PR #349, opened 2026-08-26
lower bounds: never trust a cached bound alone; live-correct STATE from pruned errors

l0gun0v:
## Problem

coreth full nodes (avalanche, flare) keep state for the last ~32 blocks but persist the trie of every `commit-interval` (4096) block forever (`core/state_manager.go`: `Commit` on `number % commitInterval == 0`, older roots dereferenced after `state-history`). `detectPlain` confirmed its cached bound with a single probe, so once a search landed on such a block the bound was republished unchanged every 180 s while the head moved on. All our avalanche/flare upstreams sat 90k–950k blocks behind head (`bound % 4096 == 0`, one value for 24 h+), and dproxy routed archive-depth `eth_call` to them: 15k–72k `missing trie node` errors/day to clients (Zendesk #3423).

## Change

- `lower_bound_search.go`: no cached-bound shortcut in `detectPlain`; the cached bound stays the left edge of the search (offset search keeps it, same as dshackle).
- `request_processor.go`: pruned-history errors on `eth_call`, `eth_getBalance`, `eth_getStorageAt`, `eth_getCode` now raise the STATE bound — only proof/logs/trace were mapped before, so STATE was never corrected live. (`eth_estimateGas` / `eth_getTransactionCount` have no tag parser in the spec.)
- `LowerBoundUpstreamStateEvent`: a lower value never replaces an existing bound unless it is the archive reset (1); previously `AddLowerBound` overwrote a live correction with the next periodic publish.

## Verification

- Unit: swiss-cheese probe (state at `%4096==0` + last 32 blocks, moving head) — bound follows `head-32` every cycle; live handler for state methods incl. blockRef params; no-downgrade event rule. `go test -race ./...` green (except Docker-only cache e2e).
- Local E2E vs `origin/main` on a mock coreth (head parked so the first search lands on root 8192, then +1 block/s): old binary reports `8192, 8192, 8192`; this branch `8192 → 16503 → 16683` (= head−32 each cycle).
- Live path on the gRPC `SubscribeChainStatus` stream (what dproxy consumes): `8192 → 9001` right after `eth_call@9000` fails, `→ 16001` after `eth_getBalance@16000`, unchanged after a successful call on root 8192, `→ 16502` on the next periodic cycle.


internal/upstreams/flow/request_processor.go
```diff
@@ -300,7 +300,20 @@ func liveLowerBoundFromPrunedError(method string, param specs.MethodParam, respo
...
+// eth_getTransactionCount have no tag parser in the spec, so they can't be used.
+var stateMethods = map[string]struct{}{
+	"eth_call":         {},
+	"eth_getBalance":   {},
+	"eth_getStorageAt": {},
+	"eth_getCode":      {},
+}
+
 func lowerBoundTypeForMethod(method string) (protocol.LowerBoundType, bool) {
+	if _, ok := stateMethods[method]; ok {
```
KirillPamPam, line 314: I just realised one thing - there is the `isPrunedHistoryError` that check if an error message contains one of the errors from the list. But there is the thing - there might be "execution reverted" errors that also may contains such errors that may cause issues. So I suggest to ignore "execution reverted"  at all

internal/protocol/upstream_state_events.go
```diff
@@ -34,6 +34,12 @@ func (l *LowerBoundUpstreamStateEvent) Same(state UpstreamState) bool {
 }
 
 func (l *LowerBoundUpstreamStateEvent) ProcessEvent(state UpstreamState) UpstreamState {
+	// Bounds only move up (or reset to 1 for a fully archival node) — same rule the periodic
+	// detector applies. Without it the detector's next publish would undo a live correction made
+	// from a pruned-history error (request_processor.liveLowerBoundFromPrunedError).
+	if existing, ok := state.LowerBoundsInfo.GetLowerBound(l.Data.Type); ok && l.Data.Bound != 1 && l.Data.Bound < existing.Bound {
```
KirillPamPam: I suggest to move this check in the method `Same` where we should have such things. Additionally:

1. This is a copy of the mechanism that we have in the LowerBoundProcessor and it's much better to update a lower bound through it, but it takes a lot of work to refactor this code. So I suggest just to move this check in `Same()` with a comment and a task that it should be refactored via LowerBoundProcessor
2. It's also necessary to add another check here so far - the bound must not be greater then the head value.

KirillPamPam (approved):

- - - -

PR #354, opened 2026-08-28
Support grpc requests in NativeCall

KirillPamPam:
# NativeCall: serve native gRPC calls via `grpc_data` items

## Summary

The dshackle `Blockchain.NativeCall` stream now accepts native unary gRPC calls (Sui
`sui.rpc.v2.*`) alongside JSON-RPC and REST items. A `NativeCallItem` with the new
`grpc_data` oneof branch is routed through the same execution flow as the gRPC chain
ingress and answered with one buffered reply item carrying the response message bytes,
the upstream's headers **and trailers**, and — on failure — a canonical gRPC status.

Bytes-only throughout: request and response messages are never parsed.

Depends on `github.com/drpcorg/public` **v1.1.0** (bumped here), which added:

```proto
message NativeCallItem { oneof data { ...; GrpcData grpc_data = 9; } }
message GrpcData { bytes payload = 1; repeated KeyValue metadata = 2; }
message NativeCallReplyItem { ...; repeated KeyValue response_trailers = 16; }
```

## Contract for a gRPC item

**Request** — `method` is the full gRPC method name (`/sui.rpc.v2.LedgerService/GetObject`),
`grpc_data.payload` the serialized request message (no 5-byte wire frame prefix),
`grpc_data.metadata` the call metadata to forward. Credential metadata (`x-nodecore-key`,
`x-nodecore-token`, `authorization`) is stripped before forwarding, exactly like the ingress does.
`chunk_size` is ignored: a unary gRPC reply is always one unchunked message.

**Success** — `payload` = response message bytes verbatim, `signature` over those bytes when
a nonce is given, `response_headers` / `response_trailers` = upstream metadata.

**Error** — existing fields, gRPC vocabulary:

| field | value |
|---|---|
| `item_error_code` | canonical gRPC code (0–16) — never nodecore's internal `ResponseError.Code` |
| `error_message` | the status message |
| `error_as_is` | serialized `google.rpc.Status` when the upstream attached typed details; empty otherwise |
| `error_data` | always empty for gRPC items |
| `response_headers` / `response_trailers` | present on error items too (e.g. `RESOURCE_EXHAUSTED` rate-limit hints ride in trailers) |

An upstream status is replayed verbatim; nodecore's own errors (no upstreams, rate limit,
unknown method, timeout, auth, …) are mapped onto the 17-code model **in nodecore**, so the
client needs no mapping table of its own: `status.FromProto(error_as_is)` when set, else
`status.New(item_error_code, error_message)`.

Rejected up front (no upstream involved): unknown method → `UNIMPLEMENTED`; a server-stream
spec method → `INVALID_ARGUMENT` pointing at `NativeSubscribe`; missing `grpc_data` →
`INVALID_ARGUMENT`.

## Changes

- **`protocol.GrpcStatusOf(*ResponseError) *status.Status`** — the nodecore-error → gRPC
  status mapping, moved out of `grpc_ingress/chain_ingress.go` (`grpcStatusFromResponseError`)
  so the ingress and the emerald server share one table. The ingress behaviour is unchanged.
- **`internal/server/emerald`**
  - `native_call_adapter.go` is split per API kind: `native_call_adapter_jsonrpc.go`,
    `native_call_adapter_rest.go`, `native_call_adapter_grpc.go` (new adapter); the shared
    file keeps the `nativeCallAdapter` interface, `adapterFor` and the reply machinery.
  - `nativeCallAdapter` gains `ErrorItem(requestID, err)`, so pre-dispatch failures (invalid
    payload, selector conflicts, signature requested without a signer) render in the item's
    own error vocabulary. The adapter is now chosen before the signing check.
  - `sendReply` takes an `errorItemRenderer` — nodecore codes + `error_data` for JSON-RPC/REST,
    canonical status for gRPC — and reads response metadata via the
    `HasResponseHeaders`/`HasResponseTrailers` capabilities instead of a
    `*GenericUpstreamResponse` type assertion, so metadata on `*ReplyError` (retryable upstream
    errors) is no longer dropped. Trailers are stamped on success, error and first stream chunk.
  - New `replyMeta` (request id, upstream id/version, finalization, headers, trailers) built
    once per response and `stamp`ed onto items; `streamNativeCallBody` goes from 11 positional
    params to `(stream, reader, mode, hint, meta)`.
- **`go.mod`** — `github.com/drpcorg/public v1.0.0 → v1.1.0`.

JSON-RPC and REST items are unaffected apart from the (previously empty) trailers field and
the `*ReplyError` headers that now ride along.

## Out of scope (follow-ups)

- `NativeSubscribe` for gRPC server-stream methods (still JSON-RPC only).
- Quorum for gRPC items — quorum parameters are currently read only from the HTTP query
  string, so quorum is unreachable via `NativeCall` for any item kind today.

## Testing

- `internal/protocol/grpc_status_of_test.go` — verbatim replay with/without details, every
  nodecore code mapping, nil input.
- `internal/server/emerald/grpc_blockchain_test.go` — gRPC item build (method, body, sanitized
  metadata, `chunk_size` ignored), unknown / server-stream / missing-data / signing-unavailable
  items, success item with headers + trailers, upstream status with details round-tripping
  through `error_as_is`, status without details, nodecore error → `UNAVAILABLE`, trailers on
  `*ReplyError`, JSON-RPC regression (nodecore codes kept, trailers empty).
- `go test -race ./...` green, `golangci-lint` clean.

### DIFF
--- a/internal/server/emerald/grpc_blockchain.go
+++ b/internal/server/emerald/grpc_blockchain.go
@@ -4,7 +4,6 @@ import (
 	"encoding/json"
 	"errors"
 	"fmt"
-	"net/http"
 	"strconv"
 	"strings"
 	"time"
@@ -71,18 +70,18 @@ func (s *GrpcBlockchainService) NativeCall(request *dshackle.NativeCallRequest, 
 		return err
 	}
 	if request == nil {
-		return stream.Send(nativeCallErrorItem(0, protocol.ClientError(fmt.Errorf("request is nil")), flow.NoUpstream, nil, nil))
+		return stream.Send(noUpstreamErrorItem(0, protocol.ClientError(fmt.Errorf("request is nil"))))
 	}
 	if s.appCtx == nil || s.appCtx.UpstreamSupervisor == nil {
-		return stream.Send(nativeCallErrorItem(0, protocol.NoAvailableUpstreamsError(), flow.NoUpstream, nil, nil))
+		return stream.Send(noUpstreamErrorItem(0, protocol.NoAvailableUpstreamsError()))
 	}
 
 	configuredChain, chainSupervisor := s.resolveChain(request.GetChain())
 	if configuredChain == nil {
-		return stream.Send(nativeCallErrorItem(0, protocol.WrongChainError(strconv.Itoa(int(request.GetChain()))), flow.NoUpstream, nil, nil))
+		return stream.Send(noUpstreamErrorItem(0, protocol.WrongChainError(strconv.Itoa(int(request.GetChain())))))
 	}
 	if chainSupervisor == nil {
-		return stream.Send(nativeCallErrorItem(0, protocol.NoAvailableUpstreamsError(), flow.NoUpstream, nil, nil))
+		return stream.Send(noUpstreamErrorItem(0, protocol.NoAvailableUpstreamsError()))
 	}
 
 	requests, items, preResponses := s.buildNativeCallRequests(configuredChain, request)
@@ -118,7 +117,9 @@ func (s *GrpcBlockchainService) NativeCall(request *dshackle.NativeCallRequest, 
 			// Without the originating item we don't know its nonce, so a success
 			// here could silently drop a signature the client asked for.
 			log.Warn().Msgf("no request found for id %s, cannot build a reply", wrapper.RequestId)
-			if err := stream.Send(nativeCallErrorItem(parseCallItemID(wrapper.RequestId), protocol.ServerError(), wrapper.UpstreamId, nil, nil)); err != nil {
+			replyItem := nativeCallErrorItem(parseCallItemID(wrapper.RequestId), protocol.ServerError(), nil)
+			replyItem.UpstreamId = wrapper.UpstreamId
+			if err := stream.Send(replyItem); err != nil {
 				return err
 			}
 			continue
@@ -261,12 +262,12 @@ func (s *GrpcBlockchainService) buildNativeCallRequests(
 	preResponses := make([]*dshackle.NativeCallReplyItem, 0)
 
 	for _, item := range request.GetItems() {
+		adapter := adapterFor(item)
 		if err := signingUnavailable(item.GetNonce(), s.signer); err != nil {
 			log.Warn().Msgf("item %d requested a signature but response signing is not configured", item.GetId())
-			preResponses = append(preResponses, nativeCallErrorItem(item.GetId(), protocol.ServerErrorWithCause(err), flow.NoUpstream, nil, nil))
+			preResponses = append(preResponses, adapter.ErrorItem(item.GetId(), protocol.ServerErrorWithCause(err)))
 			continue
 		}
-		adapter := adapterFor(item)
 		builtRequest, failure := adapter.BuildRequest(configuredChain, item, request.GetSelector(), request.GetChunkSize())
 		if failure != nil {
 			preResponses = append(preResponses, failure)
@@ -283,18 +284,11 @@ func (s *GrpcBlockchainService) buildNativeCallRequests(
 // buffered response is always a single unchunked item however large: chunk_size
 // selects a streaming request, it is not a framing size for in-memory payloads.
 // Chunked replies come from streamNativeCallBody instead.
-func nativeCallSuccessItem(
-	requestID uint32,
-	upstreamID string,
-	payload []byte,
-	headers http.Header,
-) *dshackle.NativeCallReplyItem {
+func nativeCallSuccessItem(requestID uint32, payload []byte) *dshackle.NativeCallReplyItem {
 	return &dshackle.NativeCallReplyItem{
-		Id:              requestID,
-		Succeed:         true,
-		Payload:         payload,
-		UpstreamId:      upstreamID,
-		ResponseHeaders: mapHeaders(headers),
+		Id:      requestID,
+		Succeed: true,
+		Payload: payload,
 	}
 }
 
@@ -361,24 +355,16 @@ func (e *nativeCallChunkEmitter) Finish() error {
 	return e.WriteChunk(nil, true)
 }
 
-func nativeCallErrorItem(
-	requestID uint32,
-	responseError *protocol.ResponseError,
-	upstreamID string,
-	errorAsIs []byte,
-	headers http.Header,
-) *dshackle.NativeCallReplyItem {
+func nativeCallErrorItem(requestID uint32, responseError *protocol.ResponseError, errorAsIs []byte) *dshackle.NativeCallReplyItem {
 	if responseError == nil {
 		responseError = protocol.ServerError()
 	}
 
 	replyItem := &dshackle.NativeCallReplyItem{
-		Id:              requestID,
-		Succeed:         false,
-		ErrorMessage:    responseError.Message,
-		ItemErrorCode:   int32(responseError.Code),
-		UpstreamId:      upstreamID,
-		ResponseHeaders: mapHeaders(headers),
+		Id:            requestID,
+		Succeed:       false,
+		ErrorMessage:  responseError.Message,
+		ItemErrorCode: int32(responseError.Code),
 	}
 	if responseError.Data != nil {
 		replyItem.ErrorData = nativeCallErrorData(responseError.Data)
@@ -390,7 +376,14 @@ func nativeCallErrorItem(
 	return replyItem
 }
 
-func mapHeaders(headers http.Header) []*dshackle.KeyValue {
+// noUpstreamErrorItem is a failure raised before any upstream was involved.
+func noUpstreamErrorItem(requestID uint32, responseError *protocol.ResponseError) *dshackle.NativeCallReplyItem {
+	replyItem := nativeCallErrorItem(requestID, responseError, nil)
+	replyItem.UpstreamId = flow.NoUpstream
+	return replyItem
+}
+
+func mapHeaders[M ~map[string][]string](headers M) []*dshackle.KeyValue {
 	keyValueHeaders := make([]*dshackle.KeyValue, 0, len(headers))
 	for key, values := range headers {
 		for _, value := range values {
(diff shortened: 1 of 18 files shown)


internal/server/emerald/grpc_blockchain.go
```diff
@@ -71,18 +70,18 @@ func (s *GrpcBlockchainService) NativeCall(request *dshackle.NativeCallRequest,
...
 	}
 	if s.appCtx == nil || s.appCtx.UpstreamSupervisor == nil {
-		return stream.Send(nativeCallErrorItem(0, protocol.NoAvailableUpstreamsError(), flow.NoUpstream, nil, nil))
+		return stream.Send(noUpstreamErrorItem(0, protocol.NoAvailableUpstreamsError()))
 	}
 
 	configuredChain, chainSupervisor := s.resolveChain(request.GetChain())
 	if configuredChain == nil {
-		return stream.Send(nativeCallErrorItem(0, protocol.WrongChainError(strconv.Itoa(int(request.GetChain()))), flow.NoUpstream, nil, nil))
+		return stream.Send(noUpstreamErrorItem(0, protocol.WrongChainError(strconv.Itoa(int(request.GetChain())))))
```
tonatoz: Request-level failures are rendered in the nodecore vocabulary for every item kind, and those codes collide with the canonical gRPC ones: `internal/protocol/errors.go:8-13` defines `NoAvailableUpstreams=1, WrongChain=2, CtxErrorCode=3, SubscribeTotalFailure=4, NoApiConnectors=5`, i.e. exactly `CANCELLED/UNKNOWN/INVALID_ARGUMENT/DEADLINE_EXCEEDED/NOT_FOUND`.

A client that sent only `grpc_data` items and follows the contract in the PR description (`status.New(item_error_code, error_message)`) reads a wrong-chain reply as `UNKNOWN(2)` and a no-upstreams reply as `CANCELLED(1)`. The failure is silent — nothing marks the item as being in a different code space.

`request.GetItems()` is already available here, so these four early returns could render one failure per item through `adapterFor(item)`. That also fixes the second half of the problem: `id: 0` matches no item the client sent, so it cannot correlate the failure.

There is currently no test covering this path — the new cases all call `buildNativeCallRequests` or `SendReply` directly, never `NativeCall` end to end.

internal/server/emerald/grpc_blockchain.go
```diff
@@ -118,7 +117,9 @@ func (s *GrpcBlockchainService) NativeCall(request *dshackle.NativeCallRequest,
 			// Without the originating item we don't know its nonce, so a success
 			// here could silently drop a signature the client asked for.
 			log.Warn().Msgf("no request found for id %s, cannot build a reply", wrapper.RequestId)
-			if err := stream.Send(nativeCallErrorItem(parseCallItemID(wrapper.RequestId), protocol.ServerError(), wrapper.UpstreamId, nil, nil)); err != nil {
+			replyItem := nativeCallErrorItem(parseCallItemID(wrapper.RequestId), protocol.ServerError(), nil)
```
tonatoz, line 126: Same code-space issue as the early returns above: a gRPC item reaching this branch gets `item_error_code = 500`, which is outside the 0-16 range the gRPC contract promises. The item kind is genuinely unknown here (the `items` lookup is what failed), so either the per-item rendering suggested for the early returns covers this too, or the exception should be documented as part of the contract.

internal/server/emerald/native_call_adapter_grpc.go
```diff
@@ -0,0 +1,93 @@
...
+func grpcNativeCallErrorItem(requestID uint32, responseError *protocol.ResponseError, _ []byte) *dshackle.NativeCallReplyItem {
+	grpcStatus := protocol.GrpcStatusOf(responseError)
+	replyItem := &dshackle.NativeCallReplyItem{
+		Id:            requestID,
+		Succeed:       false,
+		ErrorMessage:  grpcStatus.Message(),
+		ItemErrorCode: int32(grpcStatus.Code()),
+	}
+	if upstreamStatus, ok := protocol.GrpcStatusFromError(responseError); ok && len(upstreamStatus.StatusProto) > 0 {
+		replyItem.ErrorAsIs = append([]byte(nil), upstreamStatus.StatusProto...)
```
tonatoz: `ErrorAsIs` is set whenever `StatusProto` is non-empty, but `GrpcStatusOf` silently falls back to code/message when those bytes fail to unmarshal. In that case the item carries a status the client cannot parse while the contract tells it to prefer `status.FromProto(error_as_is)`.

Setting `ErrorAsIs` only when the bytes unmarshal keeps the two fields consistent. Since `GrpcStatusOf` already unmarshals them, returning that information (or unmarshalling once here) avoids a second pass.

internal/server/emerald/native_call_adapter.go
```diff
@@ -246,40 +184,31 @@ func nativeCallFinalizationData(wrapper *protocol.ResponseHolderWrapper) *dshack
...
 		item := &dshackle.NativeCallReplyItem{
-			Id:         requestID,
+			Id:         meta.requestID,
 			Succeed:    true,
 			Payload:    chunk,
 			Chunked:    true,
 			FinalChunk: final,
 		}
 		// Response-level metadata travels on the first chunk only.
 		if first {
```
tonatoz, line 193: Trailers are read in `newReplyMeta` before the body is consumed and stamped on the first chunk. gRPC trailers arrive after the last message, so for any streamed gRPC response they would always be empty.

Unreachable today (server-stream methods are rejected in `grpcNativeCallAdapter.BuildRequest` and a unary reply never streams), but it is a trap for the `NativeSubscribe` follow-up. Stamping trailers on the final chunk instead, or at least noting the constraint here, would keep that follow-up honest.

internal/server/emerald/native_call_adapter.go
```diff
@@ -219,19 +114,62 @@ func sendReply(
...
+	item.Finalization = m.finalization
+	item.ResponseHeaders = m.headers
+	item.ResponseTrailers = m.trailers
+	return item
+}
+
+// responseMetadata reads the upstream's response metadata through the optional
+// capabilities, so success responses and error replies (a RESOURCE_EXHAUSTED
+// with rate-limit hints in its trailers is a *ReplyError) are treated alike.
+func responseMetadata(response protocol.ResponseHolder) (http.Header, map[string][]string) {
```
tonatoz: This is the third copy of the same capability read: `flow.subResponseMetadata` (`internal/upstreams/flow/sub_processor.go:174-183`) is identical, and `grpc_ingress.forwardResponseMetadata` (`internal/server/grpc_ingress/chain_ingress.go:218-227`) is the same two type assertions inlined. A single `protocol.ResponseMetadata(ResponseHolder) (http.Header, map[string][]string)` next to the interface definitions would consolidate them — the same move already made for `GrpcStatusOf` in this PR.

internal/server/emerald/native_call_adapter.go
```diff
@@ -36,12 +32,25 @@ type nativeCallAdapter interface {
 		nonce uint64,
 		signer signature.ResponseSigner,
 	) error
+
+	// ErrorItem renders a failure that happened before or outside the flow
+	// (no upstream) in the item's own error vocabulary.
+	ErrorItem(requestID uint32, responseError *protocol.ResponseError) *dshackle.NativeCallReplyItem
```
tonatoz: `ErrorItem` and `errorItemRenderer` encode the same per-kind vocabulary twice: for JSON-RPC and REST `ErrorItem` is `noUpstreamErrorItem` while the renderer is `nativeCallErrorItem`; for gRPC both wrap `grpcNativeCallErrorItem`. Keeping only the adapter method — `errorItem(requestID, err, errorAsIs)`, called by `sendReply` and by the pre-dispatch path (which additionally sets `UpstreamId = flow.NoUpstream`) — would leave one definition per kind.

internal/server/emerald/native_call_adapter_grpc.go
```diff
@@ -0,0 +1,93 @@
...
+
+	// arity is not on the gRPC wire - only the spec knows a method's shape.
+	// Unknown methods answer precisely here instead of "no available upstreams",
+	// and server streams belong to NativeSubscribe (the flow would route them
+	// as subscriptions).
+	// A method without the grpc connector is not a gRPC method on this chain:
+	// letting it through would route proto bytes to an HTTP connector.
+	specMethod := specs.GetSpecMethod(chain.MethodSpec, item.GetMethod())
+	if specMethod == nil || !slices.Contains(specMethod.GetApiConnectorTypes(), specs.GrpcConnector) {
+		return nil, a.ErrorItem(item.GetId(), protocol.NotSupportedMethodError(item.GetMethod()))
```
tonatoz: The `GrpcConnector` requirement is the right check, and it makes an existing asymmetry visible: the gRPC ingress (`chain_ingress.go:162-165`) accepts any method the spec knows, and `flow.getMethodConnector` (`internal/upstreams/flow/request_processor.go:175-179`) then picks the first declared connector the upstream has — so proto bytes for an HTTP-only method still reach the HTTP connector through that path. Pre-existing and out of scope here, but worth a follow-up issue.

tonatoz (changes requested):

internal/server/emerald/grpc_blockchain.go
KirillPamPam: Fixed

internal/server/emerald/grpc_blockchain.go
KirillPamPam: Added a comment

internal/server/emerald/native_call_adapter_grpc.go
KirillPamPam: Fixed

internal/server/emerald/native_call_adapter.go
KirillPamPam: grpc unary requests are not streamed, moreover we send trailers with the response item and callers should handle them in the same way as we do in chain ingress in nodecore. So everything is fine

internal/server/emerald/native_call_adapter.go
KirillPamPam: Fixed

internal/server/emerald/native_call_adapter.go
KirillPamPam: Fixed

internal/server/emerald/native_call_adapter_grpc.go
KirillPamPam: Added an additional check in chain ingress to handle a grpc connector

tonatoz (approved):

- - - -

• _ABOUT THIS EXERCISE_:
Return, in full, every line of these entries that holds "correction".

• _SOLUTION_:
- `LowerBoundUpstreamStateEvent`: a lower value never replaces an existing bound unless it is the archive reset (1); previously `AddLowerBound` overwrote a live correction with the next periodic publish.
+	// detector applies. Without it the detector's next publish would undo a live correction made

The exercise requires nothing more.